[Exercise objective] Verbatim, and with nothing else, reproduce the data below from its first line through the line containing "### LINKED ISSUE".
(Records shown Opens)
PR #285, opened 2024-05-14
Support Python 3.12

### LINKED ISSUE #282: Add Python 3.12 support
Supporting Python 3.12 will require removing the tensorflow upper bound restrictions in #270 as only the latest version of tensorflow and tensorflow-hub support Python 3.12. However, these new tensor flow versions have removed deprecated functions that we are using in the Elmo and Universal Sentence Encoder primitives, so these primitives will need to be updated as well.

thehomebrewnerd:
Closes #282


thehomebrewnerd:
Will revisit in the future.

Issue #786, opened 2025-02-17
Memory leak when using a list of SQLite files in GraphNeTDataModule


jvaracarbonell:
I encountered a memory leak when using a list of SQLite files as input to [GraphNeTDataModule](https://github.com/graphnet-team/graphnet/blob/79d7baf1c5a52bf5384fc12b7e3d1f3e45a15e5c/src/graphnet/data/datamodule.py#L19). This pull request addresses the issue and appears to resolve the leak.

PR #787, opened 2025-02-17
Fix memory leak.

jvaracarbonell:
This PR fixes [#786](https://github.com/graphnet-team/graphnet/issues/786).


RasmusOrsoe:
Hi @jvaracarbonell! Could you provide a few more details regarding the issue you opened in #787 and how this pull request solves it?

jvaracarbonell:
Hello @RasmusOrsoe! 

I encountered a memory leak when using the GraphNeTDataModule with a list of SQLite files as input. For example:

 ```
   files = glob.glob("/scratch/tmp/fvaracar/graphnet_training_data/NuMu/quality_cut/*/*/*db")
    
    dm = GraphNeTDataModule(
        dataset_reference = SQLiteDataset,
        selection=None,
        dataset_args={
            "truth": truth,
            "truth_table": truth_table,
            "features": features,
            "graph_definition": graph_definition,
            "pulsemaps": [config["pulsemap"]],
            "path": files,
            "index_column": "event_no",
            "labels": {"direction": Direction(
                azimuth_key="azimuth", zenith_key="zenith"
            )},
        },
        train_dataloader_kwargs={
            "batch_size": config["batch_size"],
            "num_workers": config["num_workers"],
            "shuffle": True,
        },
        test_selection = [None for _ in range(len(files))],
        test_dataloader_kwargs={
            "batch_size": config["batch_size"],
            "num_workers": config["num_workers"],
            "shuffle": True,
        },
    )

    training_dataloader = dm.train_dataloader
    validation_dataloader = dm.val_dataloader

```

My CPU RAM was steadily filling up with each iteration until my jobs were eventually killed. I noticed that closing the connection in the [query_table method of the SQLiteDataset module](https://github.com/jvaracarbonell/graphnet/blob/78cd8a2d826f10027e5518129ef8860d7d307b5c/src/graphnet/data/dataset/sqlite/sqlite_dataset.py#L84) prevents this memory leak.

I'm not entirely sure if this is the optimal solution, so any suggestions would be welcome.

By the way, I apologize for not following the [Graphnet contribution guidelines](https://graphnet-team.github.io/graphnet/contribute/contribute.html)—specifically, merging from my fork’s main branch instead of a separate branch—as the guidelines link did not seem to work when I submitted this.

RasmusOrsoe:
> Hello @RasmusOrsoe!
> 
> I encountered a memory leak when using the GraphNeTDataModule with a list of SQLite files as input. For example:
> 
> ```
>   files = glob.glob("/scratch/tmp/fvaracar/graphnet_training_data/NuMu/quality_cut/*/*/*db")
>    
>    dm = GraphNeTDataModule(
>        dataset_reference = SQLiteDataset,
>        selection=None,
>        dataset_args={
>            "truth": truth,
>            "truth_table": truth_table,
>            "features": features,
>            "graph_definition": graph_definition,
>            "pulsemaps": [config["pulsemap"]],
>            "path": files,
>            "index_column": "event_no",
>            "labels": {"direction": Direction(
>                azimuth_key="azimuth", zenith_key="zenith"
>            )},
>        },
>        train_dataloader_kwargs={
>            "batch_size": config["batch_size"],
>            "num_workers": config["num_workers"],
>            "shuffle": True,
>        },
>        test_selection = [None for _ in range(len(files))],
>        test_dataloader_kwargs={
>            "batch_size": config["batch_size"],
>            "num_workers": config["num_workers"],
>            "shuffle": True,
>        },
>    )
> 
>    training_dataloader = dm.train_dataloader
>    validation_dataloader = dm.val_dataloader
> ```
> 
> My CPU RAM was steadily filling up with each iteration until my jobs were eventually killed. I noticed that closing the connection in the [query_table method of the SQLiteDataset module](https://github.com/jvaracarbonell/graphnet/blob/78cd8a2d826f10027e5518129ef8860d7d307b5c/src/graphnet/data/dataset/sqlite/sqlite_dataset.py#L84) prevents this memory leak.
> 
> I'm not entirely sure if this is the optimal solution, so any suggestions would be welcome.
> 
> By the way, I apologize for not following the [Graphnet contribution guidelines](https://graphnet-team.github.io/graphnet/contribute/contribute.html)—specifically, merging from my fork’s main branch instead of a separate branch—as the guidelines link did not seem to work when I submitted this.

Hi @jvaracarbonell! Thanks for the details.  

In this pull request you close the sqlite connection in the query function, which means every example retrieval will begin with opening a sqlite connection and end with closing it. Because this function is called many times during training, the small computation overhead of closing and opening the connection adds up, and this suggested change will therefore affect other users negatively.  Closing a sqlite connection after a select statement shouldn't result in a significant release in memory, so I think we should dig a little deeper to figure out what you experienced, and preferably reproduce it.

When you instantiate the data module without a selection, the module will create a selection automatically for each of your databases. These selections are stored in memory per worker, and you should expect to see a steadily increasing memory usage until all selections are in memory. Perhaps this is what you saw.

How many databases did you use? How much ram did you specify for the job? How many workers did you use?

jvaracarbonell:
Hi @RasmusOrsoe. I am currently using 14 workers, 70-80 GB of RAM, and about 25,000 SQLite files as input. My main goal was to use this dataloader to avoid having to merge the individual SQLite files and to convert the i3 files to SQLite using multiple parallel jobs.

A few weeks ago, I submitted some jobs to monitor RAM usage versus training steps, and I noticed that the RAM was slowly filling up over iterations. However, after closing that connection, this issue did not occur again. This was mostly trial and error, so I should probably take some time to better understand how that part of the code really works when I get a chance.

RasmusOrsoe:
Aha! OK. The problem here is the  25,000 SQLite databases. 

When we began discussing using multiple databases for training, it was for stitching together a training dataset by recycling previous data conversions, so one did not need to convert the same files again. For example, one database would contain atmospheric muons, whereas one might contain neutrino interactions. I.e., the number of databases would be O(10), not O(10.000). 

The logic for handling the multiple connections is here: https://github.com/graphnet-team/graphnet/blob/941c9cd166880ed4898652a7ee5e117e1eed88ed/src/graphnet/data/dataset/sqlite/sqlite_dataset.py#L110 (and could use a polish..) 
As you can see, it initially creates a connection to all databases to avoid that overhead in the forward pass. So that means, in your case, you're creating 25.000 connections in one go. This would never work for O(10.000) connections as each connection count as a file descriptor, and systems have [a hard limit on the number of open files](https://www.baeldung.com/linux/limit-file-descriptors).

jvaracarbonell:
@RasmusOrsoe Thank you for your response! I think it makes sense to cancel this PR, or to move it to draft status until I come up with a better way to handle it.

There are three main reasons why I did not merge the files—and why I probably would prefer not to do so in the future:

1.- (Least important reason): To speed up processing time. If I could work directly on the individual files, why wait until they are merged.

2.- My dataset is quite large, and I cannot convert and merge all the files within the 48-hour window that condor usually allows (actually not even 1000 files from the high energies set). I previously tried merging files from several different jobs, but since I believe each job creates its own dataset, I think I encountered event index problems. Honestly, I did not look deeply into this because I did not consider it worth the time if I could simply use the individual files instead.

3.- (Most important reason): My dataset in .db format occupies well over 1TB of space. Since I was processing everything on the IceCube cluster, both the individual files and the merged files exceeded my disk quota. I have now requested additional space on /data/ana, which should help prevent this issue.

Maybe all these issues have quick fixes, but I thought it was not worth the time to investigate them if I could simply use the individual files.

PR #791, opened 2025-04-21
Sqlite string selection

Aske-Rosted:
This allows for using the sqlite3 backend for string selection instead of the pandas selection, there are slight differences between the two and the sqlite selections allows for more flexibility.

This was part of #789 but have been turned into it's own PR.


RasmusOrsoe:
Hi  @Aske-Rosted! Could you elaborate on the benefits of these modifications? Is it primarily that they allow you to run SQL in the selection field of the config?

PR #792, opened 2025-04-22
I3Filters

Aske-Rosted:
Adds two different filters that can be used when extracting from I3 files. 

TableFilter

> Checks if table exists in the events

ChargeFilter

> Checks that value in column is higher than given threshold standard column `"Homogenized_QTot"`


RasmusOrsoe (approved):
🚀

PR #794, opened 2025-04-22
Writer changes

Aske-Rosted:
This contains three changes to the dataconverter/writer. 

- Proper parsing of max table size
- Add capabilities for removing files after merging
- Add option for giving a list of files instead of a folder (This can be useful when converting files in a condor job on the cluster)


RasmusOrsoe (approved):
🚀

PR #795, opened 2025-04-22
Converter extractor changes

Aske-Rosted:
changes to the converter and extractor modules.

- Adds option to change the output dir of the merger
- Properly set the gcd file in the CombinedExtractor
- Adds option to exclude some of the values extracted by the extractor. 

### DIFF
--- a/src/graphnet/data/extractors/extractor.py
+++ b/src/graphnet/data/extractors/extractor.py
@@ -1,6 +1,6 @@
 """Base I3Extractor class(es)."""
 
-from typing import Any, Union
+from typing import Any, Union, Callable
 from abc import ABC, abstractmethod
 import pandas as pd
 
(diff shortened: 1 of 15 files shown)


src/graphnet/data/extractors/extractor.py
```diff
@@ -47,3 +68,8 @@ def __call__(self, data: Any) -> Union[dict, pd.DataFrame]:
     def name(self) -> str:
         """Get the name of the `Extractor` instance."""
         return self._extractor_name
+
+    def __init_subclass__(cls) -> None:
+        """Initialize subclass and apply the exclude decorator to __call__."""
+        super().__init_subclass__()
+        cls.__call__ = cls.exclude(cls.__call__)  # type: ignore
```
RasmusOrsoe, line 75: That is a pretty elegant solution!

RasmusOrsoe (approved):
🚀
(Records shown Closes)
[Written reply]
PR #285, opened 2024-05-14
Support Python 3.12

### LINKED ISSUE #282: Add Python 3.12 support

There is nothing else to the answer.